## Brief
Retype the records below exactly. Leave nothing out.

Collected data entries:

PR #373, opened 2023-07-06
Added the documentation.yml to the workflows

FlorianT03:
Test the github action that validates the documentation everytime it is changed

### DIFF
--- a/src/ArrayCollection.php
+++ b/src/ArrayCollection.php
@@ -429,6 +429,8 @@ class ArrayCollection implements Collection, Selectable, Stringable
     /**
      * Returns a string representation of this object.
      * {@inheritDoc}
+     *
+     * @return string
      */
     #[ReturnTypeWillChange]
     public function __toString()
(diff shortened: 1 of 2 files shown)


src/ArrayCollection.php
```diff
@@ -429,9 +429,11 @@ public function partition(Closure $p)
     /**
      * Returns a string representation of this object.
      * {@inheritDoc}
+     *
+     * @return string
      */
     #[ReturnTypeWillChange]
-    public function __toString()
+    public function __toString(): string
```
greg0ire: This needs to be removed:

```suggestion
    public function __toString()
```

We will eventually add that native return type declaration, but in the next major release.

src/ArrayCollection.php
```diff
@@ -444,6 +444,7 @@ public function clear()
         $this->elements = [];
     }
 
+
```
greg0ire: This change needs to be reverted
```suggestion
```

greg0ire (approved):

## Task output
PR #373, opened 2023-07-06
Added the documentation.yml to the workflows

FlorianT03:
Test the github action that validates the documentation everytime it is changed

### DIFF
--- a/src/ArrayCollection.php
+++ b/src/ArrayCollection.php
@@ -429,6 +429,8 @@ class ArrayCollection implements Collection, Selectable, Stringable
     /**
      * Returns a string representation of this object.
      * {@inheritDoc}
+     *
+     * @return string
      */
     #[ReturnTypeWillChange]
     public function __toString()
(diff shortened: 1 of 2 files shown)


src/ArrayCollection.php
```diff
@@ -429,9 +429,11 @@ public function partition(Closure $p)
     /**
      * Returns a string representation of this object.
      * {@inheritDoc}
+     *
+     * @return string
      */
     #[ReturnTypeWillChange]
-    public function __toString()
+    public function __toString(): string
```
greg0ire: This needs to be removed:

```suggestion
    public function __toString()
```

We will eventually add that native return type declaration, but in the next major release.

src/ArrayCollection.php
```diff
@@ -444,6 +444,7 @@ public function clear()
         $this->elements = [];
     }
 
+
```
greg0ire: This change needs to be reverted
```suggestion
```

greg0ire (approved):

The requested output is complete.